- [Dataset entries]
Content starts

PR #1221, opened 2020-05-16
refactor(git_state): Use format strings

ATiltedTree:
#### Description

This PR deprecates `progress_divider` and `style` keys in the `git_state` module to replace it with the `format` key instead.
It also enables the test that were ignored before.

#### Motivation and Context

Related to issue #1057

#### Types of changes

image

#### Checklist:

### DIFF
--- a/src/modules/git_state.rs
+++ b/src/modules/git_state.rs
@@ -1,8 +1,9 @@
 use git2::RepositoryState;
-use std::path::{Path, PathBuf};
+use std::path::PathBuf;
 
-use super::{Context, Module, RootModuleConfig, SegmentConfig};
+use super::{Context, Module, RootModuleConfig};
 use crate::configs::git_state::GitStateConfig;
+use crate::formatter::StringFormatter;
 
 /// Creates a module with the state of the git repository at the current directory
 ///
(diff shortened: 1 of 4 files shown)


src/modules/git_state.rs
```diff
@@ -12,37 +13,43 @@ pub fn module<'a>(context: &'a Context) -> Option<Module<'a>> {
...
+    let state_description = get_state_description(repo_state, repo_root, &config)?;
+
+    let parsed = StringFormatter::new(config.format).and_then(|formatter| {
+        formatter
+            .map_style(|variable| match variable {
+                "style" => Some(Ok(config.style)),
+                _ => None,
+            })
+            .map(|variable| match variable {
+                "state" => Some(Ok(state_description.label)),
```
heyrict, line 29: What do you think about making `label` format strings, so that users can write e.g. `[REBASING](bold green)` to change the styles?

```suggestion
            .map_meta(|variable, _| match variable {
                "state" => Some(state_description.label),
```

src/modules/git_state.rs
```diff
@@ -12,37 +13,43 @@ pub fn module<'a>(context: &'a Context) -> Option<Module<'a>> {
...
+                _ => None,
+            })
+            .map(|variable| match variable {
+                "progress_current" => state_description.current.as_ref().map(Ok),
+                _ => None,
+            })
+            .map(|variable| match variable {
+                "progress_total" => state_description.total.as_ref().map(Ok),
+                _ => None,
+            })
```
heyrict, line 39: Can these two be combined?

```suggestion
            .map(|variable| match variable {
                "progress_current" => state_description.current.as_ref().map(Ok),
                "progress_total" => state_description.total.as_ref().map(Ok),
                _ => None,
            })
```

src/modules/git_state.rs
ATiltedTree: I think that's a good change! Should I update the docs to reflect this somehow?

heyrict: Yes, go ahead :+1:

PR #5641, opened 2023-12-16
removed unwrap because it is not so safe

BogdanCiocea:
#### Description
I have replaced unwrap because it is unsafe.

#### Motivation and Context

Closes #

#### Checklist:

- [] I have updated the documentation accordingly.
- [] I have updated the tests accordingly.


davidkna:
[Those `unwrap` calls will never actually fail](https://doc.rust-lang.org/src/std/io/impls.rs.html#393-425). For better clarity and keeping the code more simple, perhaps use `let _ =` instead.

davidkna:
Closing as stale.

PR #5645, opened 2023-12-20
chore(context): explicitly avoid erroring on no git-ceiling-dir-match

davidkna:
#### Description

See: https://github.com/Byron/gitoxide/pull/1191

The default behavior will change with the next version of `gix`, explicitly set `match_ceiling_dir_or_error` to avoid opting into the change.

#### Motivation and Context

Closes #

#### Checklist:

### DIFF
--- a/src/context.rs
+++ b/src/context.rs
@@ -319,7 +319,10 @@ impl<'a> Context<'a> {
                 let shared_repo =
                     match ThreadSafeRepository::discover_with_environment_overrides_opts(
                         &self.current_dir,
-                        Default::default(),
+                        gix::discover::upwards::Options {
+                            match_ceiling_dir_or_error: false,
+                            ..Default::default()
+                        },
                         git_open_opts_map,
                     ) {
                         Ok(repo) => repo,


kdarkhan:
@davidkna thanks for handling this. A feature which I want to have for my usecase is to have `match_ceiling_dir_or_error` set to `true`. This would allow me to use starship on slow network drives.

To provide an example, I have a very slow network drive located in dir `/mnt/some/slow/drive`. I can set `GIT_CEILING_DIRECTORIES=/mnt/some/slow/drive`. It works as expected if my `cwd` is in the root of the drive. However when I am somewhere deep in the nested directory, like `/mnt/some/slow/drive/very/deep/nested/path`, `starship` keeps walking up until the root of the dir.

With `match_ceiling_dir_or_error` set to true, I will be able to explicitly define a list of dirs where I expect the git repos to be in, like `/home/user` or `/home/user/workdir`. With that approach, `starship` will ignore early any dir not in `GIT_CEILING_DIRECTORIES`.

Perhaps, I can make `match_ceiling_dir_or_error` configurable in `starship.toml`. Are you ok with that? If yes, I can work on that PR. Or feel free to implement it within your PR as well.

davidkna:
I am fine with a contribution for this, but I will not implement this myself. That said, I'm not sure if changing the semantics of `GIT_CELING_DIRS` is the best approach for solving this.
Beyond that, git isn't the only thing in starship that scans up the directory tree by default, and right now, these don't support `GIT_CELING_DIRS` at all yet.

PR #5657, opened 2023-12-28
fix(direnv): update to work with direnv v2.33

### LINKED ISSUE #5656: Failling to load direnv module for direnv v2.33.0
## Bug Report
Direnv v2.33.0 changed the status of `allowed` from `true` and `false` to a `0, 1, 2` state as explained by this [comment](https://github.com/direnv/direnv/pull/1142#issuecomment-1848677532). To support the current version in a backward compatible way, parsing would need to take into account both ways to expose the `allowed` state. Note that a [new status output](https://github.com/direnv/direnv/issues/1211) might even be considered in the future, which would then require a new fix. 

#### Current Behavior
Won't load direnv module for direnv v2.33.0 because it fails to parse the `allowed` status.

#### Expected Behavior
Successfully load direnv module for direnv v2.33.0.

```bash
[WARN] - (starship::modules::direnv): invalid allow status
```

#### Possible Solution
Check both ways to expose the `allowed` state when parsing from `direnv --status` ouput.

#### Environment
- Starship version: 1.17.0

#### Configuration
```toml
[direnv]
disabled = false
```

camflan:
direnv now returns int enum instead of boolean, https://github.com/direnv/direnv/pull/1158

#### Description
Direnv now returns an int enum value instead of true/false for AllowStatus, https://github.com/direnv/direnv/pull/1158

This allows both `true/false` as well as the `"0"/"1"/"2"` values to work

#### Motivation and Context

Closes #5656

#### Checklist:


docs/config/README.md
```diff
@@ -1225,6 +1225,7 @@ The `direnv` module shows the status of the current rc file if one is present. T
 | `detect_files`      | `['.envrc']`                           | Which filenames should trigger this module.           |
 | `detect_folders`    | `[]`                                   | Which folders should trigger this module.             |
 | `allowed_msg`       | `'allowed'`                            | The message displayed when an rc file is allowed.     |
+| `not_allowed_msg`   | `'not_allowed'`                        | The message displayed when an rc file is not_allowed. |
```
davidkna, line 1228: The config has `not allowed`. Which value is it supposed to be?

camflan: Ah, good catch. Should be “not allowed”

camflan:
```suggestion
| `not_allowed_msg`   | `'not allowed'`                        | The message displayed when an rc file is not_allowed. |
```

src/modules/direnv.rs
```diff
@@ -45,6 +45,7 @@ pub fn module<'a>(context: &'a Context) -> Option<Module<'a>> {
                 "rc_path" => Some(Ok(state.rc_path.to_string_lossy())),
                 "allowed" => Some(Ok(match state.allowed {
                     AllowStatus::Allowed => Cow::from(config.allowed_msg),
+                    AllowStatus::NotAllowed => Cow::from(config.denied_msg),
```
davidkna, line 48: Alternatively, we could skip adding `not_allowed_msg` for now
```suggestion
                    AllowStatus::NotAllowed => Cow::from(config.not_allowed_msg),
```

camflan: 🤦‍♂️ dang, another good catch

I'd be fine with that too - I don't remember the exact distinction of NotAllowed/Denied but I _think_ it's when you have explicitly denied a file vs not having been granted. 

_Seems_ worthwhile for people to decide if they care about the distinction but for my use, I have them configured in a way that it doesn't matter 🤷‍♂️

davidkna:
Please ensure the tests pass with the recent changes.

camflan:
> Please ensure the tests pass with the recent changes.

good to go

davidkna (approved):
LGTM

andytom:
Thank you for your contribution @camflan and thank you for reviewing @davidkna.

PR #5676, opened 2024-01-02
feat(git_status): add symbol for local branches without an upstream

waldyrious:
#### Description
This PR adds a new symbol called `no_upstream` to the `git status` module, to allow explitly indicating when a branch doesn't have an upstream. By default it is an empty string so the current behavior is maintained.

As this is my first time programming Rust, I based my changes on #2945 and on studying the module code (hence the separate commit making a few changes that make some bits of the code a little bit more readable for someone looking into this codebase for the first time).

#### Motivation and Context
I often get hiccups with git when trying to e.g. push to a branch whose upstream has not been set (or has been unset). I would like to have a symbol in the command line to remind me when that is the case, so that I can save the extra step of running a command, getting an error, setting the upstream and then re-running the original command.

I searched for issues related to this but only found this #2927, which was fixed in PR #2945. Since the changes didn't seem too daunting, I decided to take a stab at implementing the fix myself rather than merely reporting an issue :)

#### Checklist:


src/modules/git_status.rs
```diff
@@ -665,6 +676,25 @@ mod tests {
...
+        let actual = ModuleRenderer::new("git_status")
+            .config(toml::toml! {
+                [git_status]
+                no_upstream="🥷"
+            })
+            .path(repo_dir.path())
+            .collect();
+        let expected = format_output("🥷");
+
+        assert_eq!(expected, actual);
```
waldyrious, line 694: This test is failing (the value of `actual` is `None` rather than the expected string), and I don't know how to fix it.

Is it a bug in the implementation itself, or in the test? I built this test based on the other ones, so I assumed it would be similar, but I never coded Rust before, so it's possible that the test is incorrect. Any help appreciated! :sweat:

image

davidkna: I would want the test to pass before reviewing this in more detail.

waldyrious: Right, me too, but that's precisely where I'm struck at and asking for help with. Would it help if I described what I tried to accomplish with the code changes in natural language or pseudocode?

orhun: Seems like that the failure is directly related to the functionality not being available. Have you tried these changes locally and got the expected result?

PR #5679, opened 2024-01-03
feat: Add `opt_in_modules` config option

### LINKED ISSUE #4312: Add option to disable all modules by default to explicitly enable wanted modules later
I've disabled most of the modules, retaining only a few that I'm interested in. 
That is already quite verbose, but doable.
However, when new modules are added they are enabled by default, forcing me to explicitly disable them again.

Basically, I'd like to opt-in instead of opt-out for modules.

I'd like to have a top-level options like `modulesDisabledByDefault=true`, which inverts the current behavior, and allows me to only mention the modules I'm interested in, in the config.

Alternatively, section would also make sense.
```toml
["*"]
disabled=true
```

I'm aware that I can override the `format` in the [prompt](https://starship.rs/config/#prompt), but as the [faq](https://starship.rs/faq/#do-top-level-format-and-module-disabled-do-the-same-thing) states:

> Disabling modules is more explicit than omitting them from the top level `format`

I would still like the explicitness, and better readability of the module config.

mandx:
#### Description
When `true`, it turns module selection into opt-in (all modules are disabled by default, with some exceptions), instead of opt-out as it is now.

Technically, if `opt_in_modules` is true, the default value for any `disabled` module key will then be false.

The default value for this new option is `false` meaning the default value for any `disabled` module key will be true, as it is now.

#### Motivation and Context
Starship frequently adds new modules to cover the diverse projects and environments of all most/users. Now, from the point of view of individual users, their environment seldom change, and those who care about performance (like me) only disable all modules we know we are not going to use.

In my case, every time I update `starship` I go through the chore of scanning the release note(s) take note of all the newly added modules, determine which I would like to use (which is almost always none), then disable the rest by adding them all to `~/.config/starship.toml` with `disabled = true`.

Closes #4312

#### Checklist:

### DIFF
--- a/.github/config-schema.json
+++ b/.github/config-schema.json
@@ -1892,6 +1892,10 @@
       "additionalProperties": {
         "type": "string"
       }
+    },
+    "opt_in_modules": {
+      "default": false,
+      "type": "boolean"
     }
   },
   "additionalProperties": false,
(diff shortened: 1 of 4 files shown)


acuteaangle:
The commit message states:

> Technically, if opt_in_modules is true, the default value for any disabled module key will then be false.

However, I believe this is intended to say the opposite.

Content ends

- [ACTIVITY] Among the entries, copy every line containing the word "unwrap".

- [RESPONSE TO THIS EXERCISE]
removed unwrap because it is not so safe
I have replaced unwrap because it is unsafe.
[Those `unwrap` calls will never actually fail](https://doc.rust-lang.org/src/std/io/impls.rs.html#393-425). For better clarity and keeping the code more simple, perhaps use `let _ =` instead.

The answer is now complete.